** Task description **
Scan the entries and copy each line where the word "class" is present.

Stored data entries:
PR #10264, opened 2026-05-06
firmware: ability to shutdown after upgrade

### LINKED ISSUE #10245: [FR] Add option to update and shutdown instead of restart when a restart is needed
**Important notices**

Sometimes, it's nice to schedule physical maintenance at the same time as update that require shutdowns, since there will be a disruption anyhow. However, at the moment, if we need to shut down the system to swap out hardware, and there's an update pending, we need to shut it down twice, which feels a bit redundant. It would be nice to have the option to just shutdown after the update.

When the system prepares for the restart, there's currently a popup informing us that there will be a restart. That popup could instead ask if we want to restart or shutdown the system. Alternatively, a toggle on the update page next to "This update requires a reboot" text that lets us choose shutdown instead.

The default should remain restart, to permit unattended/start and forget updates. The popup can incorporate this by giving a timeout for the question, and choosing restart once the timeout is up.

sopex:
**Important notices**

**Details**

This PR uses the dialog box that lets a user know that the upgrade will initiate a restart, to present the user with the ability to power off instead. If no choice is made after 30 seconds, it automatically restarts. 

Maybe the countdown should be removed and just wait for an answer, but it seems like ample time, and the dialog box shows up immediately after a user action, so no chance to be forgotten.

---

**Related issue**

Closes: https://github.com/opnsense/core/issues/10245

### DIFF
--- a/src/opnsense/mvc/app/controllers/OPNsense/Core/Api/FirmwareController.php
+++ b/src/opnsense/mvc/app/controllers/OPNsense/Core/Api/FirmwareController.php
@@ -323,7 +323,7 @@ class FirmwareController extends ApiMutableModelControllerBase
                     $response['status_msg'] = sprintf(
                         '%s %s',
                         $response['status_msg'],
-                        gettext('This update requires a reboot.')
+                        gettext('This update requires a reboot/ power off.')
                     );
                 }
                 $response['status_reboot'] = $active_reboot;
--- a/src/opnsense/mvc/app/controllers/OPNsense/Core/Api/FirmwareController.php
+++ b/src/opnsense/mvc/app/controllers/OPNsense/Core/Api/FirmwareController.php
@@ -769,6 +769,8 @@ class FirmwareController extends ApiMutableModelControllerBase
             $result['status'] = 'done';
         } elseif (strpos($cmd_result, '***REBOOT***') !== false) {
             $result['status'] = 'reboot';
+        } elseif (strpos($cmd_result, '***SHUTDOWN***') !== false) {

** Answer section **
@@ -323,7 +323,7 @@ class FirmwareController extends ApiMutableModelControllerBase
@@ -769,6 +769,8 @@ class FirmwareController extends ApiMutableModelControllerBase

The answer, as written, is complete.